PR #342, opened 2024-04-12
Implemented `transport::can::TransportImpl::getProtocolParams`

serges147:
- `cetl::VariableLengthArray` is now in use to store CAN transport media interfaces.
- min MTU from all media is reported by the `ICanTransport::getProtocolParams`.
- added corresponding unit tests (to cover `getProtocolParams`).

Also:
- a bit reworked (simplified) canard memory alloc/free

### DIFF
--- a/include/libcyphal/transport/can/transport.hpp
+++ b/include/libcyphal/transport/can/transport.hpp
@@ -26,18 +26,12 @@ class ICanTransport : public ITransport
 
 namespace detail
 {
-template <typename T>
-using VarArray = libcyphal::detail::VarArray<T>;
-
-template <typename T>
-using PmrAllocator = libcyphal::detail::PmrAllocator<T>;
-
 class TransportImpl final : public ICanTransport
 {
 public:
-    TransportImpl(cetl::pmr::memory_resource& memory,
-                  VarArray<IMedia*>&&         media_array,
-                  const CanardNodeID          canard_node_id)
+    TransportImpl(cetl::pmr::memory_resource&            memory,
+                  libcyphal::detail::VarArray<IMedia*>&& media_array,
+                  const CanardNodeID                     canard_node_id)
         : memory_{memory}
         , media_array_{std::move(media_array)}
         , canard_instance_{canardInit(canardMemoryAllocate, canardMemoryFree)}
@@ -173,9 +167,9 @@ private:
 
     // MARK: Data members:
 
-    cetl::pmr::memory_resource& memory_;
-    const VarArray<IMedia*>     media_array_;
-    CanardInstance              canard_instance_;
+    cetl::pmr::memory_resource&                memory_;
+    const libcyphal::detail::VarArray<IMedia*> media_array_;
+    CanardInstance                             canard_instance_;
 
 };  // TransportImpl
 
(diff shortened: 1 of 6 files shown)


include/libcyphal/transport/can/transport.hpp
```diff
@@ -24,21 +26,29 @@ class ICanTransport : public ITransport
...
         : memory_{memory}
+        , media_array_{std::move(media_array)}
         , canard_instance_{canardInit(canardMemoryAllocate, canardMemoryFree)}
     {
         canard_instance_.user_reference = this;
         canard_instance_.node_id        = canard_node_id;
     }
 
-    // ICanTransport
+    // MARK: ICanTransport
```
serges147, line 49: CLion nicely detects these `// MARK: xxx` comments:
Screenshot 2024-04-12 at 17 24 53

include/libcyphal/transport/can/transport.hpp
```diff
@@ -133,40 +143,75 @@ class TransportImpl final : public ICanTransport
...
 
+    template <typename Action>
+    void forEachMedia(Action action)
+    {
+        for (const auto media : media_array_)
+        {
+            CETL_DEBUG_ASSERT(media != nullptr, "Expected media interface.");
+            action(std::ref(*media));
+        }
+    }
```
serges147, line 161: not in use yet but I anticipate the need

include/libcyphal/transport/can/transport.hpp
```diff
@@ -133,40 +143,75 @@ class TransportImpl final : public ICanTransport
...
+
+    template <typename T, typename Reducer>
+    T reduceMediaInto(T&& init, Reducer reducer) const
+    {
+        for (const auto media : media_array_)
+        {
+            CETL_DEBUG_ASSERT(media != nullptr, "Expected media interface.");
+            reducer(std::forward<T>(init), std::ref(*media));
```
pavel-kirienko, line 169: It is an interesting choice that the reducer modifies the argument in-place. Conventionally (including std::accumulate and std::reduce) the function returns the new value. std::for_each is different but its main purpose is to invoke side effects so it makes sense there.

include/libcyphal/transport/can/transport.hpp
```diff
@@ -133,40 +143,75 @@ class TransportImpl final : public ICanTransport
...
     if (local_node_id.has_value() && local_node_id.value() > CANARD_NODE_ID_MAX)
     {
         return ArgumentError{};
     }
-    const auto canard_node_id = static_cast<CanardNodeID>(local_node_id.value_or(CANARD_NODE_ID_UNSET));
 
-    cetl::pmr::polymorphic_allocator<detail::TransportImpl> allocator{&memory};
+    detail::VarArray<IMedia*> media_array{MaxMediaInterfaces, &memory};
+    media_array.reserve(static_cast<std::size_t>(media_count));
+    std::copy_if(media.cbegin(), media.cend(), std::back_inserter(media_array), [](auto m) { return m != nullptr; });
```
pavel-kirienko, line 209:
```suggestion
    std::copy_if(media.cbegin(), media.cend(), std::back_inserter(media_array), [](auto m) { return m != nullptr; });
    assert(!media_array.empty() && (media_array.size() == media_count));
```

pavel-kirienko (approved):

include/libcyphal/transport/can/transport.hpp
serges147: There actually exactly two (non-exclusive) approaches:
1. "conventional" reduce - return new value
2. and reduce "into".

You normally you use #1 for simple primitive types; and #2 for more complex/expensive stuff (like collection f.e.).
Look like currently my case is #1, but I wanted to make `reduceMediaInto` a bit more universal. So, if don't mind, I will keep it like it's currently, but will keep eye on this and refactor it (especially if there will be no #2 usages lately). ok?

pavel-kirienko (approved):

==============================

### Assignment
Return all lines in the data that include the word "cend".

### Written answer
+    std::copy_if(media.cbegin(), media.cend(), std::back_inserter(media_array), [](auto m) { return m != nullptr; });
    std::copy_if(media.cbegin(), media.cend(), std::back_inserter(media_array), [](auto m) { return m != nullptr; });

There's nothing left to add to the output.